Directions for this task: Once the line holding "Could you update the README as well, please?" is found in the listing below, write it out and each later line exactly, up to and including the one holding "can't we make it fail!?".

----------------

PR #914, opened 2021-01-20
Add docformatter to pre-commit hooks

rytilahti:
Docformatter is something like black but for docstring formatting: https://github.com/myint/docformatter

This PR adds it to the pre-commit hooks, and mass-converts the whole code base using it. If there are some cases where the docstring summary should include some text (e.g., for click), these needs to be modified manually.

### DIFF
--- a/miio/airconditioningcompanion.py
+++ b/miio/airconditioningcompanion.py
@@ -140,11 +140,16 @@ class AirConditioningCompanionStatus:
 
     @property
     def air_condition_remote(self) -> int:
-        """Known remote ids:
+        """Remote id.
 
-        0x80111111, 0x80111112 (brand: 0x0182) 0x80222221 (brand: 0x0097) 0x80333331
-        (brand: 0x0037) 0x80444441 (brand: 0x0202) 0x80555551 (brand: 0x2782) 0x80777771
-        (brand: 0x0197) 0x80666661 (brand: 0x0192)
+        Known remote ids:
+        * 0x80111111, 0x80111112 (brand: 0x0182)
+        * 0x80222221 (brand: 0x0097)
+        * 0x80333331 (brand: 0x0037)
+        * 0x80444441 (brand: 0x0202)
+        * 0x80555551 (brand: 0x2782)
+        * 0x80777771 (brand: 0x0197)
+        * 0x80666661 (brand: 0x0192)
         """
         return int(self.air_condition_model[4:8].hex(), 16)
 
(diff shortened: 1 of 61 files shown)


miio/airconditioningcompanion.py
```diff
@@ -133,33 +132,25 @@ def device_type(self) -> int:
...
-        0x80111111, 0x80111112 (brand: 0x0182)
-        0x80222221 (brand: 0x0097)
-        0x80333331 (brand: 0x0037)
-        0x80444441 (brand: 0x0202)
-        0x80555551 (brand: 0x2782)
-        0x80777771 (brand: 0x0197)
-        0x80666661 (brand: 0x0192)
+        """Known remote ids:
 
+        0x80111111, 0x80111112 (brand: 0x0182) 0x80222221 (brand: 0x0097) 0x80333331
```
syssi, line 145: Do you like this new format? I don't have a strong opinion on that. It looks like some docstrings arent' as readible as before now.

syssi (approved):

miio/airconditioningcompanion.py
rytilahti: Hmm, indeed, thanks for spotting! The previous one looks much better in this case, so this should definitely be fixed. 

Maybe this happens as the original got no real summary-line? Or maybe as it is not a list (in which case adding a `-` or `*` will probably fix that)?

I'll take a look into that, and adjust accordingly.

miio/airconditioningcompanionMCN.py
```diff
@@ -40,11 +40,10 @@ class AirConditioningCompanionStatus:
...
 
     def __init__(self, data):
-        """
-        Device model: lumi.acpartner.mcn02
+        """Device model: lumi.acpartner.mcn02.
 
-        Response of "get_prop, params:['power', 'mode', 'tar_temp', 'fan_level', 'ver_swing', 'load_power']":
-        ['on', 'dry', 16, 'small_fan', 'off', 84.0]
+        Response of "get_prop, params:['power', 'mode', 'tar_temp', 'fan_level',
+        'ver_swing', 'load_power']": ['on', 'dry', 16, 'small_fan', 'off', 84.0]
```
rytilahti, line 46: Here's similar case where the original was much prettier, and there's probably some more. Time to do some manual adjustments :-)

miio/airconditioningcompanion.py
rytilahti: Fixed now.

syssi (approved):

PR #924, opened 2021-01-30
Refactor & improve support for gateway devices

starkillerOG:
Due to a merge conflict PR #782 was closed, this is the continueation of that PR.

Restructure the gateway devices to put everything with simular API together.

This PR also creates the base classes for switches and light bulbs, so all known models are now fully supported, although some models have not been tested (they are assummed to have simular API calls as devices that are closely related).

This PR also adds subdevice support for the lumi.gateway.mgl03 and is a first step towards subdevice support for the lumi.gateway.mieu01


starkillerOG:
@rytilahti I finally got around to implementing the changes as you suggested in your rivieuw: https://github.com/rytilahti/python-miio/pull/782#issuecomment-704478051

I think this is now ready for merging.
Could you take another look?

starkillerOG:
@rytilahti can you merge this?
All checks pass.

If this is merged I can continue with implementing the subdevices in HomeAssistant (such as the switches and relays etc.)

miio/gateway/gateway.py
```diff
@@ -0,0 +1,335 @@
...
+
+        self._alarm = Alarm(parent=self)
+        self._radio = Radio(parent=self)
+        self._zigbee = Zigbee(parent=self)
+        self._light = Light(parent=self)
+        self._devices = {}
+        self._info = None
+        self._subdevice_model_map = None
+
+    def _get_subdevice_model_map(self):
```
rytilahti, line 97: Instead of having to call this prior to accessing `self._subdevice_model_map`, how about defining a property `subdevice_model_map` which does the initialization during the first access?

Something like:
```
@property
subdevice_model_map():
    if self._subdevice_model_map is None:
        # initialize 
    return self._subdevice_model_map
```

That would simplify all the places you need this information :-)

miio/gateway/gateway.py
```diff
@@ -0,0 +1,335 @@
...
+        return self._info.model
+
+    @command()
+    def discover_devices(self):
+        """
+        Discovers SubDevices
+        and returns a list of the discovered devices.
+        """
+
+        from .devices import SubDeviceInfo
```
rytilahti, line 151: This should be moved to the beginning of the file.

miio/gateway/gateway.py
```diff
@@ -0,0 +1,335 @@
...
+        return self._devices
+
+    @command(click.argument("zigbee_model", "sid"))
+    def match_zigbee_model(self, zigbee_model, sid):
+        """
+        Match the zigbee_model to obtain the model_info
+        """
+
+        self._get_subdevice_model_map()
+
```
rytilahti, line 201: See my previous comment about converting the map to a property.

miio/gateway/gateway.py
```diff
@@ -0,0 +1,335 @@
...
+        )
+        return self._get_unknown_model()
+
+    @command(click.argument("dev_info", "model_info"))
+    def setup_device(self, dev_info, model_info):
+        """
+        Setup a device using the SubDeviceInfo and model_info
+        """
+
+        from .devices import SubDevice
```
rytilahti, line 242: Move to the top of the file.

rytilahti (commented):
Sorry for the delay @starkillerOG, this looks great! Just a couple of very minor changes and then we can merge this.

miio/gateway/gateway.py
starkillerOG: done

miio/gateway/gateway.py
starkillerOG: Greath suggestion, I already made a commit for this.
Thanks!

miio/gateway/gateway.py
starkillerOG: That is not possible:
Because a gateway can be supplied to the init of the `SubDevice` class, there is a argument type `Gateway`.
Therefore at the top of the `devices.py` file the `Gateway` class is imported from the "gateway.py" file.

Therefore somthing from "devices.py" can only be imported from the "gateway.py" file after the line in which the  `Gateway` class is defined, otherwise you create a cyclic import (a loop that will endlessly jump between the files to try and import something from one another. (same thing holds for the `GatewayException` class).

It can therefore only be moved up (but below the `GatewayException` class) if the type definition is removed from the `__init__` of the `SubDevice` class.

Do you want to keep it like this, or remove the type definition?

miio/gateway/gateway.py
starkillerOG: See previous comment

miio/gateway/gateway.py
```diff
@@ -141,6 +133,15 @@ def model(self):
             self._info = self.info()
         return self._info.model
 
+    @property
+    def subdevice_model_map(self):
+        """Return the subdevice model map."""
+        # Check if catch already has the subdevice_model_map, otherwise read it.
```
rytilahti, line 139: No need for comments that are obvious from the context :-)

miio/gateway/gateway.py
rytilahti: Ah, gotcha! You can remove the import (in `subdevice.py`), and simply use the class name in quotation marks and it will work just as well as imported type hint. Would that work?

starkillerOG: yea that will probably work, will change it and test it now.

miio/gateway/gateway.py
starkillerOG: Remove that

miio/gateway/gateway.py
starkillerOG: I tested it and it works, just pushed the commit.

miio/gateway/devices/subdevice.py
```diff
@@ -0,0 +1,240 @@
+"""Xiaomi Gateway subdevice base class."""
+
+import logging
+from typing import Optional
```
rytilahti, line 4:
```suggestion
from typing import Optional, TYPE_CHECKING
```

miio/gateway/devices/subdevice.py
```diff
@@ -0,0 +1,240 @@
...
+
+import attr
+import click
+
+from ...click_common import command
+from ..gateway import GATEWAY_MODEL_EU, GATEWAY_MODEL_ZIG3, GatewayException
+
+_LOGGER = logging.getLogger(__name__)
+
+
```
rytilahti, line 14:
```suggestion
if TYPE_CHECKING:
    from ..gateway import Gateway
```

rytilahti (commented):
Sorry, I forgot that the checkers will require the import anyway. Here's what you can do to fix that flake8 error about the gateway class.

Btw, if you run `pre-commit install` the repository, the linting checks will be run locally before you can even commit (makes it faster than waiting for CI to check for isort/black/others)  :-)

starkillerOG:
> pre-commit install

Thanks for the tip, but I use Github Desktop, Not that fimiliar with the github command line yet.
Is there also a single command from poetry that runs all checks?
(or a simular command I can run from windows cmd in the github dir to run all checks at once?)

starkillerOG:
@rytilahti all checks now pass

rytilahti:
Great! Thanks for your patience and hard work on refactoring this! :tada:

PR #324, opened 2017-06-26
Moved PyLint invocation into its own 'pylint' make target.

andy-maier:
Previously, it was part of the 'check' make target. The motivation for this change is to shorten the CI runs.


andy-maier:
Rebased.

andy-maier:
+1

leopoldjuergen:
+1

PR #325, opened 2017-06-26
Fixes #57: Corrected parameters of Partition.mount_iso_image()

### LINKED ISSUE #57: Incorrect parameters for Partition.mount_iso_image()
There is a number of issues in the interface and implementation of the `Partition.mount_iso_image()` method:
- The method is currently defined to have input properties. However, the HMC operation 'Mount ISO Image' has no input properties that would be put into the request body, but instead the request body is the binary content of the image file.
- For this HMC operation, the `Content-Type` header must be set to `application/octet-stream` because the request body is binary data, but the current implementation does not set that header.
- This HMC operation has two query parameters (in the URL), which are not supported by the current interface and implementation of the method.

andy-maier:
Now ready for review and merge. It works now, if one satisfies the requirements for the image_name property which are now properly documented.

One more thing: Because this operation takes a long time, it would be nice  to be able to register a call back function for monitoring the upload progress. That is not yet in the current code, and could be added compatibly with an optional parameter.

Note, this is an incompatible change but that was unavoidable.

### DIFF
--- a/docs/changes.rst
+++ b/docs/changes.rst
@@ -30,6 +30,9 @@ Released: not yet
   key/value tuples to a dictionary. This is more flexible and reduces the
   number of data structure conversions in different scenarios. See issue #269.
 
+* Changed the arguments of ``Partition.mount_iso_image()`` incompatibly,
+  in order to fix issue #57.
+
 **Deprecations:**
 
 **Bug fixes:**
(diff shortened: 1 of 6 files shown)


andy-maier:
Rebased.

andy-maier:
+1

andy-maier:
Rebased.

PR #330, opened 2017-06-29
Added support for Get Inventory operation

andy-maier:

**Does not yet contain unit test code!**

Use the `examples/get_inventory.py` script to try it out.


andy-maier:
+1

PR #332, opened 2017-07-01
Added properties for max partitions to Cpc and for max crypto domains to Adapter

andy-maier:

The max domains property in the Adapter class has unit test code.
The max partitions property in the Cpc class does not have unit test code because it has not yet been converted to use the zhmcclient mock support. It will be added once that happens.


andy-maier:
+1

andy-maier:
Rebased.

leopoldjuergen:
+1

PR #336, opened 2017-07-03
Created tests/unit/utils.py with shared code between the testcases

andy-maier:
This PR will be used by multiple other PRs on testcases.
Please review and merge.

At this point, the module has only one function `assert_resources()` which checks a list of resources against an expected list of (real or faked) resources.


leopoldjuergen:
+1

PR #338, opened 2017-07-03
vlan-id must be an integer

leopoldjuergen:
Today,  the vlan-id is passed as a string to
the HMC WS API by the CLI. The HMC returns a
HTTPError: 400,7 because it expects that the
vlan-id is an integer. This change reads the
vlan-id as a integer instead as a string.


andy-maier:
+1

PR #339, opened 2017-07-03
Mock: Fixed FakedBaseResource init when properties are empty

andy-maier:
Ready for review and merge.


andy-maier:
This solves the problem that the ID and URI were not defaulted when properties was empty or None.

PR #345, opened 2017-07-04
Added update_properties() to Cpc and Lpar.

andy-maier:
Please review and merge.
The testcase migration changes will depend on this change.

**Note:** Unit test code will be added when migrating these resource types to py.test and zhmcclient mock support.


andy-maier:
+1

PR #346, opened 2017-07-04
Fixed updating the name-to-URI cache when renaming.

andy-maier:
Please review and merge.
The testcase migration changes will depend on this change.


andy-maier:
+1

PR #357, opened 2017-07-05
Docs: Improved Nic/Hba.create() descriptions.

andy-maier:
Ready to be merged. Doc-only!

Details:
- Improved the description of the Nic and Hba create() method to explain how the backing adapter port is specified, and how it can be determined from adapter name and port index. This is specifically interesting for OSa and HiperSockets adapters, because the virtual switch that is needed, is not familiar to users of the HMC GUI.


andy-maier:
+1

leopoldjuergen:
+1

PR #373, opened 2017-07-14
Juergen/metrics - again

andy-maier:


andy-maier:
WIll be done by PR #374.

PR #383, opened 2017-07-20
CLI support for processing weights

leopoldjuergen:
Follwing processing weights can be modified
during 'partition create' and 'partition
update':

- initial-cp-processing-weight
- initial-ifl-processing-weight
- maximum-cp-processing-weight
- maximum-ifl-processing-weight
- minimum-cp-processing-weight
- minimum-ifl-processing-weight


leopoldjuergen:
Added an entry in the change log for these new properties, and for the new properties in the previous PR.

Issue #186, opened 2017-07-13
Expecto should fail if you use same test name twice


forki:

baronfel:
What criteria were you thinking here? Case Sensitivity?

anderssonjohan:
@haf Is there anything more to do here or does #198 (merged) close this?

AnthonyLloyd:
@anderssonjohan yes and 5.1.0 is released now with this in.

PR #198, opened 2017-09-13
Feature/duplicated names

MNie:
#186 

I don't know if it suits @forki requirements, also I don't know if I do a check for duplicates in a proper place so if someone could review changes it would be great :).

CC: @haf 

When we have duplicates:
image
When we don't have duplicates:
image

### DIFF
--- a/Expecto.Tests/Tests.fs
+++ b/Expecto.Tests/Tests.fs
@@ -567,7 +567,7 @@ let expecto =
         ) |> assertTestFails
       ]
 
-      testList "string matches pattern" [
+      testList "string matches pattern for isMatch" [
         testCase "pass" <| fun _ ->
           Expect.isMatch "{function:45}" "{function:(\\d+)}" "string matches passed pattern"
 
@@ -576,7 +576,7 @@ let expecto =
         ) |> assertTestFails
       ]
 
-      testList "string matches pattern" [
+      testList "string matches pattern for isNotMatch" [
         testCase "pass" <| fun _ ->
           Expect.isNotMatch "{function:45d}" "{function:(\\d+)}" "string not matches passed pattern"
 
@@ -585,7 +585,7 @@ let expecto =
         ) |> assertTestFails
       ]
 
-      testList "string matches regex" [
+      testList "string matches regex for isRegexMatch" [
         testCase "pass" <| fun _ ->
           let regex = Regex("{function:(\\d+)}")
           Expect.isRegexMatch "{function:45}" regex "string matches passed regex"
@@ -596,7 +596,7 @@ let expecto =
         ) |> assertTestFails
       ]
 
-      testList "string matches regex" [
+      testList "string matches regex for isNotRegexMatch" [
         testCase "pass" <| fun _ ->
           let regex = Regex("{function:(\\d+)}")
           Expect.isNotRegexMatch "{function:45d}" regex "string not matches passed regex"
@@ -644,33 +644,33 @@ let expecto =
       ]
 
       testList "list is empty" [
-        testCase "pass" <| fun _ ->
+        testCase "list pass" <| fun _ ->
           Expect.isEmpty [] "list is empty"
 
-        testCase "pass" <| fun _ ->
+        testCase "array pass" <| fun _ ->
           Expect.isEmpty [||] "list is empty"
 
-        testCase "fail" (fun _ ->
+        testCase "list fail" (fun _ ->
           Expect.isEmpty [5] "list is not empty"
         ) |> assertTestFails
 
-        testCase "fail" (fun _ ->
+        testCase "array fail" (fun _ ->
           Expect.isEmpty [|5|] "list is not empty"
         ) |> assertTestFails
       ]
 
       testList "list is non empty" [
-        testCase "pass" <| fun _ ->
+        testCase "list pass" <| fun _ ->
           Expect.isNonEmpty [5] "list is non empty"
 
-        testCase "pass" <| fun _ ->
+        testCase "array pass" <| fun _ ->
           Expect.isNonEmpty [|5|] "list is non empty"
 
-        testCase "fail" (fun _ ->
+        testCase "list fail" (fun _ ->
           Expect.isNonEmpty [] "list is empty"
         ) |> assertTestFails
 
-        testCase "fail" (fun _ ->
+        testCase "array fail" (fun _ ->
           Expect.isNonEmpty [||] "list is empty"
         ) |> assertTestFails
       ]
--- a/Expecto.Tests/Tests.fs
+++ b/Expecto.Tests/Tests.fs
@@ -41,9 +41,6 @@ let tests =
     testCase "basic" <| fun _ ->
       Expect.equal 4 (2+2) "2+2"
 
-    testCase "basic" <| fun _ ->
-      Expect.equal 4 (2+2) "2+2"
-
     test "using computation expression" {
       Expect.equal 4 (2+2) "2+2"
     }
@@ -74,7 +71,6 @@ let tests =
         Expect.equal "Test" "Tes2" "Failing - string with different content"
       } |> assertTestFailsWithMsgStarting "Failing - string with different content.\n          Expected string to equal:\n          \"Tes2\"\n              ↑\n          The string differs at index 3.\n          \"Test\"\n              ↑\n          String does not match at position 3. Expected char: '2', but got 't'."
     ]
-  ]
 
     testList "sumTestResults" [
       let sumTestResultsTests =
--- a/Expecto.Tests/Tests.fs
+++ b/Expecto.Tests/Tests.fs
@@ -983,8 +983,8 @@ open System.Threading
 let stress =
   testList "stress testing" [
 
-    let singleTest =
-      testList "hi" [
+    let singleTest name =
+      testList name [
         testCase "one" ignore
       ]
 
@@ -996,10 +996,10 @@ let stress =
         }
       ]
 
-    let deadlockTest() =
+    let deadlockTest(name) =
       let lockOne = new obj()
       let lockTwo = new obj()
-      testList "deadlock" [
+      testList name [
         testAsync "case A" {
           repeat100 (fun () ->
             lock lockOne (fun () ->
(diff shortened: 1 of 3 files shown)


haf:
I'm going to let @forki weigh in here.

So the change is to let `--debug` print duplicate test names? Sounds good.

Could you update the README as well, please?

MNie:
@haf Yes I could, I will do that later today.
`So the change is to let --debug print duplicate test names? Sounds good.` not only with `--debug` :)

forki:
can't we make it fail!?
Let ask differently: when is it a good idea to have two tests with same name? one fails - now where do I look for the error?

----------------

Response area:
Could you update the README as well, please?

MNie:
@haf Yes I could, I will do that later today.
`So the change is to let --debug print duplicate test names? Sounds good.` not only with `--debug` :)

forki:
can't we make it fail!?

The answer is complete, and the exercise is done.